Risk Prediction Problem




I have a data matrix with 2,000 observations and 30 predictors, but only 160 of the 2,000 observations have an observed outcome variable: a 3-class categorical variable (classes A, B, and C). The goal is to rank the remaining 1,840 by the probability of it belonging to class A, and targeting the top 100 for an intervention.

I’m fitting a pre-specified multinomial logistic regression model with elastic net penalty, and using this model (trained on 160 observations) on the full matrix of 2,000 observations. I realize this is a rather weak model, but I have to make do with what I’ve got.

Given the small sample size I’ve avoided using external validation, and instead went with internal validation, repeating stratified 10-fold cross validation 1,000 times.

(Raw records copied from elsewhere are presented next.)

PR #1141, opened 2021-11-26
Update to install@latest command for builds via Go tooling (cmd/gazelle)

wamuir:
Documentation
cmd/gazelle

Revises doc language for installing cmd/gazelle via Go tooling as `go install pkg@version` has replaced now-deprecated `go get ...` when building and installing executables in module mode.


blico:
Thanks for the contribution!

PR #1152, opened 2022-01-03
don't include self-imports

### LINKED ISSUE #948: language/proto: don't include self-imports
Our monorepo has created a `CrossResolver` for resolving `proto` imports without the need for a rule index. In addition, all of our `proto` rules are generated using the `default` proto mode. 

Currently, without an index, `CrossResolver` has no way of detecting self imports (imports between the same package) meaning it adds an unwanted `dep` label for them. For example:
```
proto_library(
    name = "protopb_proto",
    srcs = [
        "foo.proto",
        "bar.proto",
    ],
    deps = [":protopb_proto"],
)

go_proto_library(
    name = "protopb_go_proto",
    compilers = [ "@io_bazel_rules_go//proto:gogoslick_proto],
    importpath = "example.com/foo"
    proto = ":protopb_proto",
    deps = [":go_default_library"],
)

go_library(
    name = "go_default_library",
    embed = [":protopb_go_proto"],
    importpath = "example.com/foo"
)
```

So far my only idea to avoid this issue is to detect self-imports when generating `proto` rules and then avoid adding them to `r.PrivateAttr(config.GazelleImportsKey)`. Meaning we then don't have to worry about resolving them for `proto_library` and `go_proto_library` rules.

tfrench-uber:
**What type of PR is this?**

Bug fix

language/proto

This PR makes a change where build file generation does not include self-imports in proto `BUILD.bazel` files.

If a package has a dependency on itself, it does not need to define this in the imports attribute.

Fixes #948 

**Other notes for review**


blico (commented):
Minor comments

PR #1333, opened 2022-09-16
language/proto: gen_known_imports creates structs instead of function calls

eric-skydio:
The previous system, which generated calls to label.New(), was creating Go binaries that were over 80MB in size due to all the garbage collector metadata needed.

This PR instead generates struct literals, which reduces that to ~10MB total (in our configuration). There are probably still better ways to include the known imports maps, but this resolves the immediate issue for us.

**What type of PR is this?**

Bug fix

language/proto


eric-skydio:
This PR is an alternative to #1307 which I created before knowing that existed. I suspect (but have not tested) that this approach has _slightly_ lower runtime cost but creates a slightly larger binary, but ultimately am pretty ambivalent which one goes in.

pcj:
I'm OK with either one being merged, but given the semantic change in this one is less than #1307, I'd favor this one and close #1307.  @achew22 WDYT?  Let's get one of them in for sure.

linzhp (approved):
LGTM

linzhp:
@fmeum any idea about the test failure?

fmeum:
@linzhp Looks like the latest Bazel commit build didn't finish or didn't get uploaded. Could you retrigger the pipeline in case it's a temporary issue?

linzhp:
To make the CI repeatable, can we make it pinned to a specific Bazel commit instead of relying on the latest?

fmeum:
> To make the CI repeatable, can we make it pinned to a specific Bazel commit instead of relying on the latest?

We certainly can, but testing Bzlmod against non-HEAD also doesn't make that much sense given how frequent breaking changes to the new feature are - at least this way we learn of them. Alternatively, just ping me when you observe a breakage and let me fix it async in case we're at fault and otherwise ignore the status of that particular pipeline. I'm fine with both.

achew22:
@linzhp I think that's a good request, but given bzlmod's significance, status as a relative neophyte in the community, and that this is the first time I've seen it pop up as a problem, my vote is that we "deal with it later"™️. If we continue to have bzlmod issues then we should bring it up with the team responsible for that instead of an unrelated thread.

@eric-skydio + @pcj, thanks for sending both of your PRs in. I've gotten absolutely side-swiped by life. Apologies for not getting to the other PR earlier.

This PR feels like a pure win where we don't trade any of the compile time guarantees and push the pain into the code generation step instead of a parse step at startup. With that, I'm confident that this will continue to work like the old one did without any change in performance and my bias is to merge this one. So biased in fact that I'm going to hit the merge button.

Thank you to both of you for taking the time to contribute to the project. Legitimately, this thing wouldn't be very useful without contributions like that and I'm so appreciative. Cheers!

eric-skydio:
Massive shoutout to @pcj for that other implementation as well, in many ways it's a "less hacky" fix and may be worth revisiting, especially if these lists ever grow long enough to benefit from compression.

PR #1340, opened 2022-10-05
fix: pass `visibility` attribute for `gazelle` macro to resulting `sh_binary`

### LINKED ISSUE #1339: The `visibility` attribute value for `gazelle` is not passed to the `sh_binary`.

0.27.0

0.35.0

5.3.1

Yes.

MacOS, x86_64

### What did you do?

Added a `visibility` attribute the `gazelle` declaration.

```python
gazelle(
    name = "gazelle_update_repos",
    args = [
        "-build_file_proto_mode=disable_global",
        "-from_file=go.mod",
        "-prune",
    ],
    command = "update-repos",
    visibility = ["//:__subpackages__"],
)
```

I expected to be able to reference the target from a subpackage. However, I was not able to do so.

### What did you see instead?

```sh
ERROR: /Users/chuck/code/aspect-build/silo/update_go_deps/bazel/dependencies/BUILD.bazel:1:10: in sh_binary rule //bazel/dependencies:update_go_deps: target '//:gazelle_update_repos' is not visible from target '//bazel/dependencies:update_go_deps'. Check the visibility declaration of the former target if you think the dependency is legitimate
```

[The `visibility` attribute is not passed to the sh_binary.](https://github.com/bazelbuild/bazel-gazelle/blob/1cab9696f94a11d3468963a46a9058501f76d670/def.bzl#L148-L152)

cgrindel:
Closes #1339.

**What type of PR is this?**

Bug fix

gazelle macro

Passing a `visibility` value to the `gazelle` attribute should apply the `visibility` value to the resulting `sh_binary`.

Fixes #1339.

**Other notes for review**

None


bazel-gh1339_fix_gazelle_visibility_attr
```diff
@@ -0,0 +1 @@
+/private/var/tmp/_bazel_chuck/6e0f3973110f9a4ee9aec86165e58a3d/execroot/bazel_gazelle
```
achew22, line 1: I think this might be a leftover file?

tests/visibility_attr/child/print_gazelle.sh
```diff
@@ -0,0 +1,18 @@
+#!/usr/bin/env bash
+
+# --- begin runfiles.bash initialization v2 ---
```
achew22, line 3: Out of curiosity, why did you implement this in bash? Most (all?) of the testing in the rest of the repo is in go, and it seems to me like it would be a pretty simple test to add that way.

def.bzl
```diff
@@ -149,4 +151,5 @@ def gazelle(name, **kwargs):
         name = name,
         srcs = [runner_name],
         tags = tags,
+        visibility = visibility,
```
achew22, line 154: TBH, if you wanted to just make this single file change and not add any of the other testing I'd be happy to merge it.

achew22 (changes requested):
Hey @cgrindel. Thanks for the fix! Just a couple of comments. Removing the extra file is the only mandatory one.

bazel-gh1339_fix_gazelle_visibility_attr
cgrindel: Oops. Not sure how I did that. 😳

tests/visibility_attr/child/print_gazelle.sh
cgrindel: I can switch it to Go. My brain was thinking rule change.

cgrindel: It just occurred to me that I could just use `build_test` under `child`. Does that work for you?

achew22: Works great for me. Thanks!

achew22:
Thanks again @cgrindel. Great research and fix

PR #1346, opened 2022-10-14
bzlmod: Simplify go_grpc_library support

fmeum:
Also raise the module version to match the latest release.


fmeum:
@shs96c Could you check whether this still works in your example? Could be that protobuf is needed for something else.

Updating the modules in tandem without breaking CI is a mess unfortunately.

shs96c (approved):
Works in the modularised version of `contrib_rules_jvm` I'm working on.

PR #1351, opened 2022-10-18
Add size argument to `gazelle_generation_test`

charlesoconor:
**What type of PR is this?**

Other

`gazelle_generation_test`

This adds the `size` argument to the test. I currently have a very small test case for my custom plugins and want to set the size to small. I could imagine that people have a larger test they want to scale up so they can schedule appropriately.


achew22 (approved):

achew22:
@charlesoconor thank you so much for contributing the the Gazelle community!

PR #1359, opened 2022-10-26
bzlmod: Update version to 0.28.0

fmeum:


linzhp (approved):

linzhp:
Do you think we need to create another release 0.28.1 and bump the module version to 0.28.1 so they are in sync?

fmeum:
This is fine, the `MODULE.bazel` in the repo/source archive is actually ignored by Bazel in favor of the one checked into the registry.

PR #1371, opened 2022-11-14
fix updateStmt makeslice panic

### LINKED ISSUE #1370: panic: insert and delete Rule from empty File
This test case currently triggers a panic in the latest gazelle:

```go
func TestInsertDeleteSync(t *testing.T) {
	old := []byte("")
	f, err := LoadData(filepath.Join("old", "BUILD.bazel"), "", old)
	if err != nil {
		t.Fatal(err)
	}

	foo := NewRule("filegroup", "test")
	foo.Insert(f)
	foo.Delete()
	f.Sync()
	got := strings.TrimSpace(string(f.Format()))
	want := ""
	if got != want {
		t.Errorf("got:\n%s\nwant:%s", got, want)
	}
}
```

```
--- FAIL: TestInsertDeleteSync (0.00s)
panic: runtime error: makeslice: cap out of range [recovered]
	panic: runtime error: makeslice: cap out of range

goroutine 6 [running]:
testing.tRunner.func1.2({0x1221d40, 0x12a7950})
	/usr/local/Cellar/go/1.19.3/libexec/src/testing/testing.go:1396 +0x24e
testing.tRunner.func1()
	/usr/local/Cellar/go/1.19.3/libexec/src/testing/testing.go:1399 +0x39f
panic({0x1221d40, 0x12a7950})
	/usr/local/Cellar/go/1.19.3/libexec/src/runtime/panic.go:884 +0x212
github.com/bazelbuild/bazel-gazelle/rule.updateStmt(0xc00011e2a0, {0x0?, 0x0, 0x0}, {0xc000012090, 0x1, 0x4?}, {0x0, 0x0, 0x0})
...
FAIL	github.com/bazelbuild/bazel-gazelle/rule	0.248s
```

The problem is that updateStmt constructs a negative-value capacity argument in this scenario:

```go
func updateStmt(oldStmt *[]bzl.Expr, inserts, deletes, stmts []*stmt) {
        ...
	newStmt := make([]bzl.Expr, 0, len(*oldStmt)-len(deletes)+len(inserts))
	...
```

pcj:
**What type of PR is this?**

> Bug fix

> all

Fixes a panic in the file.Sync logic.

Fixes #1370

### DIFF
--- a/rule/rule.go
+++ b/rule/rule.go
@@ -357,7 +357,11 @@ func updateStmt(oldStmt *[]bzl.Expr, inserts, deletes, stmts []*stmt) {
 	sort.Stable(byIndex(deletes))
 	sort.Stable(byIndex(inserts))
 	sort.Stable(byIndex(stmts))
-	newStmt := make([]bzl.Expr, 0, len(*oldStmt)-len(deletes)+len(inserts))
+	cap := len(*oldStmt) - len(deletes) + len(inserts)
+	if cap < 0 {
+		cap = 0
+	}
+	newStmt := make([]bzl.Expr, 0, cap)
 	var ii, di, si int
 	for i, stmt := range *oldStmt {
 		for ii < len(inserts) && inserts[ii].index == i {
--- a/rule/rule_test.go
+++ b/rule/rule_test.go
@@ -224,6 +224,24 @@ x_library(name = "bar")
 	}
 }
 
+func TestInsertDeleteSync(t *testing.T) {
+	old := []byte("")
+	f, err := LoadData(filepath.Join("old", "BUILD.bazel"), "", old)
+	if err != nil {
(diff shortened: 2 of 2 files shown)


achew22 (approved):
Thanks for the fix on this one @pcj. Good find!

dnathe4th:
For what it's worth I think a better approach would have been to special case `s.deleted && s.inserted` to continue (i.e skip the following logic) [further up](https://github.com/bazelbuild/bazel-gazelle/pull/1371/files#diff-febcc69e222c8b8ebecd575798af76dee464594c827fb5ae105310adbb1e3660R317-R318). This would correct the bookkeeping so that bounds checking on capacity is not needed.

pcj:
@dnathe4th No opposition here to change it if that's the preferred approach

PR #1373, opened 2022-11-17
Update everything for release prep, add prep-release.sh script

dnathe4th:
**What type of PR is this?**

probably a bad one

all

Update dependencies in preparation for version release, and adds a script to help with release prep


tools/releaser/main.go
```diff
@@ -0,0 +1,289 @@
...
+
+	// update WORKSPACE
+	if verbose {
+		fmt.Println("Writing new WORKSPACE")
+	}
+	directivelessWorkspace := workspaceWithoutDirectives.Bytes()
+	newWorkspace := make([]byte, 0, len(directivelessWorkspace))
+	newWorkspace = append(newWorkspace, directivelessWorkspace[:directiveStart]...)
+	newWorkspace = append(newWorkspace, workspaceDirectivesBuff.Bytes()...)
+	newWorkspace = append(newWorkspace, directivelessWorkspace[directiveStart:]...)
```
linzhp, line 164: You can write to the file one part at a time without concatenating. It would have smaller memory footprint

tools/releaser/main.go
```diff
@@ -0,0 +1,289 @@
...
+		return err
+	}
+
+	workspaceBuffer := bytes.NewBuffer(workspace)
+	workspaceWithoutDirectives := new(bytes.Buffer)
+
+	if verbose {
+		fmt.Println("Preparing temporary WORKSPACE without gazelle directives.")
+	}
+	directiveStart, err := getWorkspaceWithouthDirectives(workspaceBuffer, workspaceWithoutDirectives)
```
linzhp, line 92: Can we always write the `gazelle:repository` directive at the bottom of `WORKSPACE` file? So we don't need to remember `directiveStart`

tools/releaser/main.go
```diff
@@ -0,0 +1,289 @@
...
+	if err = getBuffsFromTmp(depsMaybeBuff, workspaceDirectivesBuff); err != nil {
+		return err
+	}
+
+	// update deps
+	depsFile, err := os.ReadFile("deps.bzl")
+	if err != nil {
+		return err
+	}
+	existingDepsScanner := bufio.NewScanner(bytes.NewBuffer(depsFile))
```
linzhp, line 126:
```suggestion
	depsFile, err := os.Open("deps.bzl")
	if err != nil {
		return err
	}
	existingDepsScanner := bufio.NewScanner(depsFile)
```

If you are going to scan the file line by line, you can avoid reading the whole file into the memory

tools/releaser/main.go
```diff
@@ -0,0 +1,289 @@
...
+	tmpbzl, err := os.ReadFile(_tmpBzl)
+	if err != nil {
+		return err
+	}
+
+	attributeRegex := regexp.MustCompile(`^\s+(name|importpath) = "(.+)",$`)
+
+	var foundDef bool
+	var name string
+	tmpscanner := bufio.NewScanner(bytes.NewBuffer(tmpbzl))
```
linzhp, line 237:
```suggestion
	tmpbzl, err := os.Open(_tmpBzl)
	if err != nil {
		return err
	}

	attributeRegex := regexp.MustCompile(`^\s+(name|importpath) = "(.+)",$`)

	var foundDef bool
	var name string
	tmpscanner := bufio.NewScanner(tmpbzl)
```
Ditto

tools/releaser/main.go
```diff
@@ -0,0 +1,289 @@
...
+	for tmpscanner.Scan() {
+		if bytes.HasPrefix(tmpscanner.Bytes(), []byte("def ")) {
```
linzhp, line 239:
```suggestion
		if bytes.HasPrefix(tmpscanner.Bytes(), []byte("def gazelle_dependencies")) {
```
To be more strict. You can also extract `gazelle_dependencies` to a string and use it here and the `-to_macro` flag above.

You can also consider creating a variable `currentLine = tmpscanner.Text()`, and use `strings.HasPrefix`, `strings.TrimSpace`, etc., so you don't need to keep creating byte slices from strings below.

tools/releaser/main.go
```diff
@@ -0,0 +1,289 @@
...
+	return directiveStart, nil
+}
+
+func getBuffsFromTmp(depsMaybeBuff, workspaceDirectivesBuff *bytes.Buffer) error {
+	tmpbzl, err := os.ReadFile(_tmpBzl)
+	if err != nil {
+		return err
+	}
+
+	attributeRegex := regexp.MustCompile(`^\s+(name|importpath) = "(.+)",$`)
```
linzhp, line 233: You can call Gazelle's [LoadMacroFile](https://pkg.go.dev/github.com/bazelbuild/bazel-gazelle/rule#LoadMacroFile) function to parse the whole `tmpbzl` and iterate through the rules and build the rule data structure. At the end, you can call [Format](https://pkg.go.dev/github.com/bazelbuild/bazel-gazelle/rule#File.Format) to convert it to bytes.

dnathe4th: I originally went down this road but could not figure out how to modify directives using the returned rule.File since the documentation for `Directives` specifies it should not be modified after reading the file. Let me know if I missed an obvious alternative to manipulating this set.

tools/releaser/main.go
```diff
@@ -0,0 +1,315 @@
...
+			return err
+		}
+	}
+
+	workspace, err := os.ReadFile(workspacePath)
+	if err != nil {
+		return err
+	}
+
+	workspaceBuffer := bytes.NewBuffer(workspace)
```
linzhp, line 96:
```suggestion
	workspace, err := os.Open(workspacePath)
	if err != nil {
		return err
	}
        defer workspace.Close()
	workspaceBuffer := bufio.NewScanner(workspace)
```

tools/releaser/main.go
linzhp: This function has 3 parts:

1. Parsing the tmpbzl, for which you can use Gazelle's [LoadMacroFile](https://pkg.go.dev/github.com/bazelbuild/bazel-gazelle/rule#LoadMacroFile) function
2. Building depsMaybe. You can first create an [EmptyFile](https://pkg.go.dev/github.com/bazelbuild/bazel-gazelle/rule#EmptyFile), build `_maybe` rules, [insert](https://pkg.go.dev/github.com/bazelbuild/bazel-gazelle/rule#Rule.Insert) them into the File and [Save](https://pkg.go.dev/github.com/bazelbuild/bazel-gazelle/rule#File.Save) them to disk or [Format](https://pkg.go.dev/github.com/bazelbuild/bazel-gazelle/rule#File.Format) them into `[]byte`.
3. Building `# gazelle:repository` directives. This part is simple enough that I think it's fine with the current approach.

tools/releaser/main.go
```diff
@@ -0,0 +1,270 @@
...
+`)
+		flag.PrintDefaults()
+	}
+
+	flag.Parse()
+
+	workspacePath := path.Join(os.Getenv("BUILD_WORKSPACE_DIRECTORY"), "WORKSPACE")
+	depsPath := path.Join(os.Getenv("BUILD_WORKSPACE_DIRECTORY"), "deps.bzl")
+	_tmpBzl := "tmp.bzl"
+	tmpBzlPath := path.Join(os.Getenv("BUILD_WORKSPACE_DIRECTORY"), _tmpBzl)
```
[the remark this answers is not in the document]
dnathe4th: Ah I assumed for some reason this file needed to stay within the local workspace but looks like not.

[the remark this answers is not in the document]
dnathe4th: Actually I do not believe this is possible because the destination for to_macro must be local - https://github.com/bazelbuild/bazel-gazelle/blob/master/cmd/gazelle/update-repos.go#L229 and cannot back up directories https://github.com/bazelbuild/bazel-gazelle/blob/master/cmd/gazelle/update-repos.go#L66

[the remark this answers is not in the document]
linzhp: Oh, yes, you are right. So just address the `defer os.Remove(tmpBzl.Name())` part then. Although you can call `os.CreateTemp(os.Getenv("BUILD_WORKSPACE_DIRECTORY"), "tmp.*.bzl")`, it makes less sense if you are not using the system temp dir.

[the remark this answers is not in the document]
dnathe4th: I also don't think I can rely on `defer os.Remove` because I need that file to be gone before we do the final gazelle run. Let me see what I can do to be a little safer on errors though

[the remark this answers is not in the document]
linzhp: I see. If there is too much trouble, don't worry about that.

tools/releaser/main.go
```diff
@@ -0,0 +1,304 @@
...
+	return nil
+}
+
+func copyClosure(srcPath, destPath string) func() error {
+	return func() error {
+		src, err := os.Open(srcPath)
+		if err != nil {
+			return err
+		}
+		dest, err := os.OpenFile(destPath, os.O_WRONLY, 0644)
```
linzhp, line 222:
```suggestion
		dest, err := os.Create(destPath)
```
a bit simpler this way, when opening for write only

tools/releaser/main.go
```diff
@@ -0,0 +1,304 @@
...
+		if err != nil {
+			return err
+		}
+		_, err = io.Copy(src, dest)
```
linzhp, line 226:
```suggestion
		_, err = io.Copy(dest, src)
```
https://pkg.go.dev/io#Copy

tools/releaser/main.go
```diff
@@ -0,0 +1,304 @@
...
+	if verbose {
+		fmt.Println("Running final gazelle run, and copying some language specific build files.")
+	}
+	finalizationCommands := []struct {
+		cmd  string
+		args []string
+		then func() error
+	}{
+		{cmd: "bazel", args: []string{"run", "//:gazelle"}},
+		{cmd: "bazel", args: []string{"build", "//language/proto:known_imports"}, then: copyClosure(
```
linzhp, line 184: Optional: you can run `bazel build //language/proto:known_imports //language/proto:known_proto_imports //language/proto:known_go_imports` in one command and copy the 3 files later in their own loop, to avoid starting `bazel build` process 3 times

linzhp (approved):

The candidate predictors are mainly count variables, with clumping at zero and many highly correlated. But since this is a prediction/class probability estimation problem, based on what I’ve read I think this is fine.

Does the approach described above sound sensible? I really want to make sure this isn’t complete rubbish, as it can potentially have huge implications - we want to be treating the right ones first!

Thank you very much for your help!



The likelihood that the resulting model will be close to the unknown truth, with a sample size less than say 50,000, is very low. Your effective sample size seems to be 160, which is insufficient for analyzing a single pre-specified predictor when the outcome variable is a low-information categorical one. This is not a fruitful exercise.

This type of question is better suited for stats.stackexchange.com.